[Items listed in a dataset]

● ● ● ●

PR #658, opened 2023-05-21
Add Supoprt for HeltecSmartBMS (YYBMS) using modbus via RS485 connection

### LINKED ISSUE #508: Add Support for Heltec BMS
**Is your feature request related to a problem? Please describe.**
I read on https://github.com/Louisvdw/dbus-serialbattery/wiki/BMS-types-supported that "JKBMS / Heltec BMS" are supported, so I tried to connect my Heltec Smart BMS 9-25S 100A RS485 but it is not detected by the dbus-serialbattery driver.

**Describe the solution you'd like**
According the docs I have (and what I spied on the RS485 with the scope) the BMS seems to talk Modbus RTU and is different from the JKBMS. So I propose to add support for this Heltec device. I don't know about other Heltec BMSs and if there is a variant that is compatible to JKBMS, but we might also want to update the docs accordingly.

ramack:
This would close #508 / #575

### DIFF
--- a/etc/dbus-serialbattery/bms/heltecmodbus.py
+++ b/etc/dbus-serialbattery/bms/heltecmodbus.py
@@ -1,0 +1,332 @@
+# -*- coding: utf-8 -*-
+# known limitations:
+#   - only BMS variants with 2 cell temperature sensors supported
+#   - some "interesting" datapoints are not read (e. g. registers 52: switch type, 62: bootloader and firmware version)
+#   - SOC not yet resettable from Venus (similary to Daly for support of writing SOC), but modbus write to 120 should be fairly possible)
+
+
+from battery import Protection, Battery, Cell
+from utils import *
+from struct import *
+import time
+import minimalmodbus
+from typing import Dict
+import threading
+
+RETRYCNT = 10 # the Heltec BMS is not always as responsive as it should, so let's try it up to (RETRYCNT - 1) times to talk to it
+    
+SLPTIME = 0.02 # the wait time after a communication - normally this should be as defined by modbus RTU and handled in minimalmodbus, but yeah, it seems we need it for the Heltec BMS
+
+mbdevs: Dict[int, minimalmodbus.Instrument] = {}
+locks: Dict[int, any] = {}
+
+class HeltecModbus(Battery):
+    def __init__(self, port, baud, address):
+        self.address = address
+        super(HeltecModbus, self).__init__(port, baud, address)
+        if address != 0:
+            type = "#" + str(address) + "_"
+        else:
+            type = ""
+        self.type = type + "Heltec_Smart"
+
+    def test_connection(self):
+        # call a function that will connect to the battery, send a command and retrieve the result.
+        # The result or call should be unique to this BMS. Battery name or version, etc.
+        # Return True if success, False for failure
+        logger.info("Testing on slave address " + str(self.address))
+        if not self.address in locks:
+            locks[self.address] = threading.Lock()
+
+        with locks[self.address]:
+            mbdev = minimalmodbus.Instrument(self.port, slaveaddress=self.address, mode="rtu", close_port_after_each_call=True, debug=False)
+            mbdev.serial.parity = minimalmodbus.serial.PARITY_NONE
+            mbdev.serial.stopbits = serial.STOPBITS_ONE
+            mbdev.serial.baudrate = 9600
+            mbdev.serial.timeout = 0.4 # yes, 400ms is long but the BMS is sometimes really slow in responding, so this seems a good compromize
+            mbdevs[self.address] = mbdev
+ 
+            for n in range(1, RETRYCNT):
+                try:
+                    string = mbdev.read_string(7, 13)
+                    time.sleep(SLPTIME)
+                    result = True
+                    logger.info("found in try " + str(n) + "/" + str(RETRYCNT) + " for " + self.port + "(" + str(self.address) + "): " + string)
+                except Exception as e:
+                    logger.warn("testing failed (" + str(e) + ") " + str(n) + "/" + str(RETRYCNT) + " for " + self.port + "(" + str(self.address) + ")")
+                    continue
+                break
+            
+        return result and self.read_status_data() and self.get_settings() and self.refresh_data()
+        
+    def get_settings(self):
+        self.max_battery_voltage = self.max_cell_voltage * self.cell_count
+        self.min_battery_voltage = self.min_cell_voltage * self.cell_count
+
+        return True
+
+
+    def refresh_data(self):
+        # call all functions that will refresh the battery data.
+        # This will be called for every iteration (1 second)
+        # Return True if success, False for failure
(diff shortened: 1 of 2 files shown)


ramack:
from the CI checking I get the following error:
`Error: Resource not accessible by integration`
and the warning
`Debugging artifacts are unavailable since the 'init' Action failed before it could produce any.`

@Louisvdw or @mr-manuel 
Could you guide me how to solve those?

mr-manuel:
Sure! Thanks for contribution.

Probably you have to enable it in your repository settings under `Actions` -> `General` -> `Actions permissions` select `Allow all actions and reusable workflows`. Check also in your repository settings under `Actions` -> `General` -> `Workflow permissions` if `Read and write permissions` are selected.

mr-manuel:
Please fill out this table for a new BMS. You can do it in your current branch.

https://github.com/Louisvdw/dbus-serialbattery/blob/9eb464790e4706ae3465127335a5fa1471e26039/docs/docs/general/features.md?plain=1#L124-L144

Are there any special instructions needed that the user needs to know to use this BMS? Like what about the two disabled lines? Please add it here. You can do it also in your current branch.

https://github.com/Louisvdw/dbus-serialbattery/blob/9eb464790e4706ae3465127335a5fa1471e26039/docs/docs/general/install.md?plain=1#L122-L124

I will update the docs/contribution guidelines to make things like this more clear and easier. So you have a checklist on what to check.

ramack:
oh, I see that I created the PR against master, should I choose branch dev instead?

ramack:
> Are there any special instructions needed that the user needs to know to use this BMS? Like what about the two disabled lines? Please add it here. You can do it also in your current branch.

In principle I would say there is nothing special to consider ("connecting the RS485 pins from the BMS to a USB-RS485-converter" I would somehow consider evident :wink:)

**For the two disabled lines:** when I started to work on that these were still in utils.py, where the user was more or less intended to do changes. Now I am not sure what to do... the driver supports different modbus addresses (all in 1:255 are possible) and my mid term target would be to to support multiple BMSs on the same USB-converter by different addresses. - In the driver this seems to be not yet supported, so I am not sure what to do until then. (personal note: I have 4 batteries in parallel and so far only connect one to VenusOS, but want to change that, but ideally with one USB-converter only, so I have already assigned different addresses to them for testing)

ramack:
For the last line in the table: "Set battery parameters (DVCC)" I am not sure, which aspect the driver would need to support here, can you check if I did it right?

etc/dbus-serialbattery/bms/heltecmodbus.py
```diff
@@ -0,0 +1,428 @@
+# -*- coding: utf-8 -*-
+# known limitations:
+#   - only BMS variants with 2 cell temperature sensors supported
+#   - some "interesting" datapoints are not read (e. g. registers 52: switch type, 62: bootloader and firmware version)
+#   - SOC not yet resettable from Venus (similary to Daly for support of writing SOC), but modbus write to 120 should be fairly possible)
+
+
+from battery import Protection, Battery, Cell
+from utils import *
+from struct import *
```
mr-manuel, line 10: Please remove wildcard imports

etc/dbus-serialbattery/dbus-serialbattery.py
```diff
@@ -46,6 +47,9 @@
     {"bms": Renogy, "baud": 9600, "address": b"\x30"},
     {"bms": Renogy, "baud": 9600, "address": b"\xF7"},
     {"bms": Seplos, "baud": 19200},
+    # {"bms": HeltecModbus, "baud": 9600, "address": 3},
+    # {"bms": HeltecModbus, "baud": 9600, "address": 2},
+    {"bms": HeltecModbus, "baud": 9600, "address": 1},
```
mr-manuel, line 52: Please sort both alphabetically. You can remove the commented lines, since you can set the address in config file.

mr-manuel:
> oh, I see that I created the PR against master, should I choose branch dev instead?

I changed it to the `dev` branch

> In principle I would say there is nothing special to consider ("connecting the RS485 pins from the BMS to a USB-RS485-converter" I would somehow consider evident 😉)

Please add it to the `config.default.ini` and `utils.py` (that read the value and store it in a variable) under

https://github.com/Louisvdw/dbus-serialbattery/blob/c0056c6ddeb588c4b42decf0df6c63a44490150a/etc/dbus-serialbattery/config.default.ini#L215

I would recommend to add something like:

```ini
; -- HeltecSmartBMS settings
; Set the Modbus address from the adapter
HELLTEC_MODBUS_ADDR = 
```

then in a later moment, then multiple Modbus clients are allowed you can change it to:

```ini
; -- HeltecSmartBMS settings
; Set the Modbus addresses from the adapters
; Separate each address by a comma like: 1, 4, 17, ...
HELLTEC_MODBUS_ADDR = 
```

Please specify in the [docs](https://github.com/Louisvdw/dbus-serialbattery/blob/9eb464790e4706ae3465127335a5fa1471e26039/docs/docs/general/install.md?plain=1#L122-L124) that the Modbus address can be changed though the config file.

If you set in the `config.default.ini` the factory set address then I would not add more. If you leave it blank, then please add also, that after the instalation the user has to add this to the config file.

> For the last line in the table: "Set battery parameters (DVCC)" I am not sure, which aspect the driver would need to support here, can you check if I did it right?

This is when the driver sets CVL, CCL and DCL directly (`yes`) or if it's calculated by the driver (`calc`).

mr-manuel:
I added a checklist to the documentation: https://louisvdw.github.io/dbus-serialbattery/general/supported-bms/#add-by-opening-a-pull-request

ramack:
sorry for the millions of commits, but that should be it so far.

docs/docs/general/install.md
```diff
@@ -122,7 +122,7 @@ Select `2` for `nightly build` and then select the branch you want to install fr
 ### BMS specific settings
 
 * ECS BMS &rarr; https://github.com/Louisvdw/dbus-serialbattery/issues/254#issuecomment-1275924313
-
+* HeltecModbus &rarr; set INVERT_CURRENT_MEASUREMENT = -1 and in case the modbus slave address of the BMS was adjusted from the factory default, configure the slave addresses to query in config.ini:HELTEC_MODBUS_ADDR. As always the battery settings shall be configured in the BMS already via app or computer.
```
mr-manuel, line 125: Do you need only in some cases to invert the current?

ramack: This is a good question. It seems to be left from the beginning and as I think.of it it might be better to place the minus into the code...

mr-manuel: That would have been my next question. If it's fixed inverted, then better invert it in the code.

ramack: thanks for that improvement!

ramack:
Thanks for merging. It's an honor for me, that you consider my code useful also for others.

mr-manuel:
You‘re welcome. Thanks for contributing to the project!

● ● ● ●

From the records above, copy each line in which the string "Renogy" occurs.

     {"bms": Renogy, "baud": 9600, "address": b"\x30"},
     {"bms": Renogy, "baud": 9600, "address": b"\xF7"},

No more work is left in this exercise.